Books read in 2026
1. The Great When, Alan Moore (Christmas present from D)
The thing that struck me immediately was Alan Moore's word power. Absolute delight in the construction of many sentences. I quoted one on Bluesky: "This was the whole problem with the past, that it was never really over, when the dreadful bricks of yesterday were what tomorrow would be built from." There were many more I didn't take to social media to share. The upshot of all that is that this takes a long time to read. Page turner it ain't. Laugh out loud funny in some places (the thug who looked like Glen Miller, for example) and with atmosphere and colour everywhere. So, yes, a good book for sure, one that was being promoted heavily in Waterstone's in the run up to Christmas, but now I need a quick read.
2. Final Orbit, Chris Hadfield
And a quick read it turned out to be. 1970s rocketry involved in Cold War skulduggery. Good fun, with plenty of guessing about how much of the story is based on fact and how much Commander Hadfield invented.
3. Midnight in Chernobyl, Adam Higginbotham
I couldn't get past page 50 of the book club choice (The Fall by Louise Jensen). Too predctable with leaden prose. Sorry.
So I moved on to the book I received as a Secret Santa before Christmas. I've seen the TV docu-drama and, obviously, remember it happening. I'm also aware of how the accident was one of the triggers for the fall of the USSR. In this detaled account, Higginbotham sets out exactly what happened and why it happened. The root cause is the Soviet mindset, the corruption, the secrecy, the passing of the buck, the belief that reality can and must be bent to the will of the Party.
No page turner of course, but it kept my interest and attention throughout what was a lengthy tale.
4. Halcyon Years, Alastair Reynolds
A terrific mix of an almost Maltese Falcon-like detective mystery, mega rich Capulets and Montagues, interesting characters that cannot be who they say they are, and all set within an arkship. Great stuff.

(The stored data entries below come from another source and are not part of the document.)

PR #1328, opened 2021-06-23
[fclayer] Update fc layer for LayerV2

kparichay:
1. Update fc layer for LayerV2
2. Update node_exporter to export weights from run_context
Add corresponding const getters and setters in layer_context
Updated some fixes in var_grad
3. Update layer factory for LayerV2 for creation of layers of signature
LayerV2.

### DIFF
--- a/nntrainer/layers/fc_layer.cpp
+++ b/nntrainer/layers/fc_layer.cpp
@@ -33,103 +33,94 @@ namespace nntrainer {
 
 enum FCParams { weight, bias };
 
-int FullyConnectedLayer::initialize(Manager &manager) {
+void FullyConnectedLayer::finalize(InitLayerContext &context) {
   auto unit = std::get<props::Unit>(fc_props).get();
-  int status = ML_ERROR_NONE;
 
-  if (getNumInputs() != 1) {
+  if (context.getNumInputs() != 1) {
     throw std::invalid_argument("Fully connected layer takes only one input");
   }
 
-  auto &in_dim = input_dim[0];
+  std::vector<TensorDim> output_dims(1);
+
   /// @todo fc actaully supports multidimensions. EffDimFlag shouldn't be fixed
   /// like this.
-  in_dim.setEffDimFlag(0b1001);
-  in_dim.setDynDimFlag(0b1000);
+  context.setEffDimFlagInputDimension(0, 0b1001);
+  context.setDynDimFlagInputDimension(0, 0b1000);
 
-  output_dim[0] = in_dim;
-  output_dim[0].width(unit);
+  /** set output dimensions */
+  auto const &in_dim = context.getInputDimensions()[0];
+  output_dims[0] = in_dim;
+  output_dims[0].width(unit);
+  context.setOutputDimensions(output_dims);
 
+  /** set weight specifications */
   TensorDim bias_dim(1, 1, 1, unit, 0b0001);
   TensorDim weight_dim(1, 1, in_dim.width(), unit, 0b0011);
 
-  if (weights.empty()) {
-    weights.reserve(2);
-    weights.emplace_back(weight_dim, weight_initializer, weight_regularizer,
-                         weight_regularizer_constant, true, false, "FC:weight");
-    weights.emplace_back(bias_dim, bias_initializer, WeightRegularizer::NONE,
-                         1.0f, true, false, "FC:bias");
-    manager.trackWeights(weights);
-  } else {
-    weights[FCParams::weight].reset(weight_dim, weight_initializer,
-                                    weight_regularizer,
-                                    weight_regularizer_constant, true);
-    weights[FCParams::bias].reset(bias_dim, bias_initializer,
-                                  WeightRegularizer::NONE, 1.0f, true);
-  }
+  weight_idx[FCParams::weight] =
+    context.requestWeight(weight_dim, weight_initializer, weight_regularizer,
+                          weight_regularizer_constant, "FC:weight", true);
 
-  return status;
+  weight_idx[FCParams::bias] = context.requestWeight(
+    bias_dim, bias_initializer, WeightRegularizer::NONE, 1.0f, "FC:bias", true);
+
+  // if (weights.empty()) {
+  //   weights.reserve(2);
+  //   weights.emplace_back(weight_dim, weight_initializer, weight_regularizer,
+  //                        weight_regularizer_constant, true, false,
+  //                        "FC:weight");
+  //   weights.emplace_back(bias_dim, bias_initializer, WeightRegularizer::NONE,
+  //                        1.0f, true, false, "FC:bias");
+  //   manager.trackWeights(weights);
+  // } else {
+  //   weights[FCParams::weight].reset(weight_dim, weight_initializer,
+  //                                   weight_regularizer,
+  //                                   weight_regularizer_constant, true);
+  //   weights[FCParams::bias].reset(bias_dim, bias_initializer,
+  //                                 WeightRegularizer::NONE, 1.0f, true);
+  // }
 }
 
-void FullyConnectedLayer::export_to(Exporter &exporter,
-                                    ExportMethods method) const {
-  LayerV1::export_to(exporter, method);
+void FullyConnectedLayer::exportTo(Exporter &exporter,
+                                   const ExportMethods &method) const {
+  Layer::exportTo(exporter, method);
   exporter.saveResult(fc_props, method, this);
 }
 
-void FullyConnectedLayer::setProperty(const PropertyType type,
-                                      const std::string &value) {
-  switch (type) {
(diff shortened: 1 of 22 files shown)


nntrainer/layers/fc_layer.h
```diff
@@ -95,19 +82,19 @@ class FullyConnectedLayer : public LayerV1 {
     return FullyConnectedLayer::type;
   };
 
-  using LayerV1::setProperty;
+  using Layer::setProperty;
```
zhoonit, line 90: I guess this can now go away.

nntrainer/layers/fc_layer.cpp
```diff
@@ -33,103 +33,94 @@ namespace nntrainer {
...
-  } else {
-    weights[FCParams::weight].reset(weight_dim, weight_initializer,
-                                    weight_regularizer,
-                                    weight_regularizer_constant, true);
-    weights[FCParams::bias].reset(bias_dim, bias_initializer,
-                                  WeightRegularizer::NONE, 1.0f, true);
-  }
-
-  return status;
+  weight_idx[FCParams::weight] =
```
zhoonit, line 60: is `runLayerContext.getWeight(0)` returns the first registered weight?

nntrainer/layers/fc_layer.cpp
```diff
@@ -33,103 +33,94 @@ namespace nntrainer {
...
-void FullyConnectedLayer::copy(std::shared_ptr<LayerV1> l) {
-  LayerV1::copy(l);
-
-  std::shared_ptr<FullyConnectedLayer> from =
-    std::static_pointer_cast<FullyConnectedLayer>(l);
-
-  std::get<props::Unit>(fc_props) = std::get<props::Unit>(from->fc_props);
-}
+void FullyConnectedLayer::calcDerivative(RunLayerContext &context) {
+  Tensor &weight = context.getWeight(weight_idx[FCParams::weight]);
```
zhoonit, line 107: Does `runLayerContext.getWeight(FCParams::weight)` returns the first registered weight?
or the weight index is always dynamic inside layer context?

nntrainer/layers/fc_layer.h
```diff
@@ -26,20 +26,17 @@ namespace nntrainer {
...
+class FullyConnectedLayer : public LayerImpl {
 public:
   /**
    * @brief     Constructor of Fully Connected Layer
    */
-  template <typename... Args>
-  FullyConnectedLayer(unsigned int unit_ = 0, Args... args) :
-    LayerV1(args...),
-    fc_props(props::Unit(unit_)) {}
+  FullyConnectedLayer() : LayerImpl(), fc_props(props::Unit(0)) {}
```
zhoonit, line 34: slightly off the topic, is Unit of zero valid prop? else I think we can leave it as empty.

nntrainer/utils/node_exporter.cpp
```diff
@@ -50,6 +50,25 @@ void Exporter::saveTflResult(const std::tuple<> &props, const LayerV1 *self) {
   createIfNull(tf_node);
 }
 
+static void saveTflWeights(TfOpNode *tf_node, const RunLayerContext &context,
```
zhoonit, line 53: Nice, could you remove `var_grad::cloneTransposeVariableOnly` within this PR?

nntrainer/utils/node_exporter.cpp
```diff
@@ -59,22 +78,15 @@ void Exporter::saveTflResult(
   tf_node->setInOut(*self);
   tf_node->setInputs(self->getObject()->getInputRef());
   tf_node->setOutputs(self->getObject()->getOutputRef());
+
+  saveTflWeights(tf_node.get(), self->getRunContext(), "0:2:1");
```
zhoonit, line 82: This behavior is specific to fc layer, could you check if this should move to line 89.

nntrainer/layers/fc_layer.cpp
kparichay: getWeight() will return the weight for the given index. This index is returned when requestWeight() is called.

nntrainer/layers/fc_layer.h
kparichay: will update to empty.

nntrainer/utils/node_exporter.cpp
kparichay: I will remove it as part of a new commit.

nntrainer/layers/fc_layer.h
kparichay: done.

nntrainer/utils/node_exporter.cpp
kparichay: right, this will be different for conv, bn, etc. Done.

nntrainer/layers/fc_layer.cpp
zhoonit: So, my concern is extra level of indirection is always required for every layer.

If returned index from `requiestWeight` is always the new index of an array, we can use `FCParams::weight`. instead of `weight_idx[FCParams::weight]`.

kparichay: This is to ensure that the change in declaration order does not affect the result.

nntrainer/utils/node_exporter.cpp
zhoonit: Let's delay the discussion later until we have some use case, I think we can easily change the behavior later, if we have other requirements.

kparichay: does "0:2:1" works for convolution layer?

nntrainer/layers/fc_layer.cpp
zhoonit: I was wondering about the semantic. If that's the case it might be better in this case we promote weight_idx to vector and move to layerImpl later :)

nntrainer/utils/node_exporter.cpp
zhoonit: I think it is likely to be specific to fc. They transpose and save weights for fc.
confer below
https://github.com/tensorflow/community/blob/master/rfcs/20190722-tflite-training/trans1.png

zhoonit (approved):
LGTM

nntrainer/layers/fc_layer.cpp
kparichay: Even moving to LayerImpl means that layer_context needs to provide a guarantee that it can always provide weight indices from 0 and in incremental fashion order. For this to work, weights and requested tensor will have to maintain two separate lists (which is done currently, but I am thinking the lists will have to updated based on LIFESPAN type).
So, I will update this when the memory optimizations are done.

nntrainer/utils/node_exporter.cpp
kparichay: then layer needs to specify while declaring the weights if its weights are to be transposed for save/load or we have to maintain a list of layers whose weights are to be transposed.

nntrainer/layers/fc_layer.cpp
```diff
@@ -33,103 +33,94 @@ namespace nntrainer {
 
 enum FCParams { weight, bias };
 
-int FullyConnectedLayer::initialize(Manager &manager) {
+void FullyConnectedLayer::finalize(InitLayerContext &context) {
   auto unit = std::get<props::Unit>(fc_props).get();
-  int status = ML_ERROR_NONE;
 
-  if (getNumInputs() != 1) {
+  if (context.getNumInputs() != 1) {
```
jijoongmoon, line 39: @zhoonit Is it ok for CTC of TIZEN if we remove the return value?

nntrainer/layers/layer_node.cpp
```diff
@@ -159,6 +172,32 @@ bool LayerNode::setProperty(const std::string &key, const std::string &value) {
...
+        in_dim.batch(1);
+      }
+      int status = in_dim.setTensorDim(value.c_str());
+      if (in_dim.batch() > 1) {
+        ml_logw("Batch size set with input dimension %d is ignored."
+                "Set batchsize property for the model to update batchsize.",
+                in_dim.batch());
+      }
+      /** set back to cache value of dimension */
+      in_dim.batch(cache_batch_size);
```
jijoongmoon, line 197: I guess it can be done later PR. If in_dim is a temporal variable then we could set it into context.

jijoongmoon (approved):
LGTM except for small recommendation.

nntrainer/layers/layer_node.cpp
kparichay: yes, I will do this in the next PR.

nntrainer/layers/fc_layer.cpp
zhoonit: Yes, our api captures throw and convert back as an integer.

5. Lady Macbethad, Isabelle Schuler
This has been on my shelf for way too long. I met Isabelle Schuler back in 2022 when she appeared at Waterstone's Norwich with Claire North and have a personally signed special edition as a result. It is superb. Absolutely superb. I am aware that I still don't know the full detail of Shakespears's Macbeth, but I know more having read this which is effectively its prequel. We learn of Gruoch's childhood, her grandmother's prophesy of her future rise to the throne, her ruthless ambition and the way she survives. I've enjoyed this so much that I'm immediately moving on to her second novel.
6. The House of Barbary, Isabelle Schuler
Not as immediately arresting as Lady Macbethad but an equally rich and thoroughly-researched story that is therefore entirely plausible. The men around Beatrice Barbary's father, Jakob, sounds like a 17th century Swiss version of the Epstein class. Powerful men all doing unspeakable things and all helping each other to get away with it. Beatrice has an usually restricted upbringing, during which she was lied to by absolutely everyone. As an adult and now mistress of her house, she will have her revenge - whatever the rights, wrongs or costs.
7. Medusa, Rosie Hewlett
As I came to the end of House of Barbary, I wondered whether Isabelle Schuler was attending any events in the region soon. Yes she is. As I write this note, I am less than half an hour from setting out for Cambridge to see her with Rosie Hewlett. I picked up my (special independent bookshop) copy of Medusa from the Victoria Bookshop in Haverfordwest. It's a short novel and so I was able to read it in little over 24 hours. The opening line is terrific: "I was beautiful once. I wouldn't recommend it." It tells the story of how the beautiful and innocent young Medusa was raped by Poseidon. Her punishment for being raped was that Athena cursed her to have snakes for hair and a stare that lithified anyone she looked at. Talk about injustice and being misunderstood. A terrific contribution to the feminist re-telling of misogynistic Greek myths.